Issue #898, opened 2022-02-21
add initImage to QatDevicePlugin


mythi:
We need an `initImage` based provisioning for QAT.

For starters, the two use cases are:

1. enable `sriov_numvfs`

- Work to complete -
All of the lines above must be returned exactly.

- Answer to this problem -
Issue #898, opened 2022-02-21
add initImage to QatDevicePlugin


mythi:
We need an `initImage` based provisioning for QAT.

For starters, the two use cases are:

1. enable `sriov_numvfs`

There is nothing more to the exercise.